:: RECORD SET ::
::::::::
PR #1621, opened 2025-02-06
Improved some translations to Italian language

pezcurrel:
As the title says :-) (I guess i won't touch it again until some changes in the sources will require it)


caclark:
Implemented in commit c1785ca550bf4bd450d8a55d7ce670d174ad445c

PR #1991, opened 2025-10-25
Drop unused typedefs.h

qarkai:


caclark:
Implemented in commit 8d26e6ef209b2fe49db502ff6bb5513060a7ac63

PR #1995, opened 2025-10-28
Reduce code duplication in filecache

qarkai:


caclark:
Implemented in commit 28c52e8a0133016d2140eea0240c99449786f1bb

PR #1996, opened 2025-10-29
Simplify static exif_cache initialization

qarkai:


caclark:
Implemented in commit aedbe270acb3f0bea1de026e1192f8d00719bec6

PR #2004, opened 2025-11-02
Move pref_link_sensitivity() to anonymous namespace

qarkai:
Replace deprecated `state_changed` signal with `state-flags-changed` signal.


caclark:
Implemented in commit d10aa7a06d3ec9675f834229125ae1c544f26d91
::::::::
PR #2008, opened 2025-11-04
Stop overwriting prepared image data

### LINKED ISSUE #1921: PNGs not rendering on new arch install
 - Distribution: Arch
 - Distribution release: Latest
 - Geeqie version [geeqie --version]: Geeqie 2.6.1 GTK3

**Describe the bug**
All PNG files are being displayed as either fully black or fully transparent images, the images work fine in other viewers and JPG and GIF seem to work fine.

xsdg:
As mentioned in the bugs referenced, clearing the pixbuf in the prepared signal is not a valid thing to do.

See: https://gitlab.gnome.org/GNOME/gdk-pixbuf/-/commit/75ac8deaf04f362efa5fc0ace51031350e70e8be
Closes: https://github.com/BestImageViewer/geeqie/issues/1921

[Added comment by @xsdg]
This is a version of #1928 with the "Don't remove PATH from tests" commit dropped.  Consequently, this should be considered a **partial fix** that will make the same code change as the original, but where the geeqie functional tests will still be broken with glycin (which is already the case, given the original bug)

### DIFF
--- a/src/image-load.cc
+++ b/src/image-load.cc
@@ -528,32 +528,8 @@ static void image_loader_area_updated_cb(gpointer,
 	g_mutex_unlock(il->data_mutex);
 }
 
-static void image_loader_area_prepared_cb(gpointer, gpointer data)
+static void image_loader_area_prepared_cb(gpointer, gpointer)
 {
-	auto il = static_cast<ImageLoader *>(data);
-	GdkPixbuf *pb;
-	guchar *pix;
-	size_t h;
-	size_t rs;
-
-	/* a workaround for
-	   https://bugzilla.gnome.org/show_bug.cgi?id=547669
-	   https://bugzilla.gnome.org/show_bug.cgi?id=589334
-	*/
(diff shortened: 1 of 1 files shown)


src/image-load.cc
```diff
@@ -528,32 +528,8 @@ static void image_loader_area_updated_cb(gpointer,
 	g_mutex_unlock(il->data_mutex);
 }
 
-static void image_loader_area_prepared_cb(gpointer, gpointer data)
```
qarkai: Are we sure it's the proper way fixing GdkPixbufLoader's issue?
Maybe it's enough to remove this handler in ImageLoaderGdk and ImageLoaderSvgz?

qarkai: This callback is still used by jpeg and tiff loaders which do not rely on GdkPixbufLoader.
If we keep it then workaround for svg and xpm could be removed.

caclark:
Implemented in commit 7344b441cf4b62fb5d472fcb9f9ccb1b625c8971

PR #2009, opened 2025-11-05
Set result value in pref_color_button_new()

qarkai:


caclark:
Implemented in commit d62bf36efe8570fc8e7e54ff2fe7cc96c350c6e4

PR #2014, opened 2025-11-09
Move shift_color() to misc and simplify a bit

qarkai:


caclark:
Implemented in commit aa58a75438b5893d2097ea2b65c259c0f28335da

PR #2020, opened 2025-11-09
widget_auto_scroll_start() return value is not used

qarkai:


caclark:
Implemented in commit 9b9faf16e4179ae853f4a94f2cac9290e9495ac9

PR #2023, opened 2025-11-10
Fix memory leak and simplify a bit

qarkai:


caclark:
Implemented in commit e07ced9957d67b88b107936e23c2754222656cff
::::::::
:: THE TASK ::
Count how many lines in the entries hold "GdkPixbufLoader" and reply with that number alone.

:: EXERCISE SOLUTION ::
2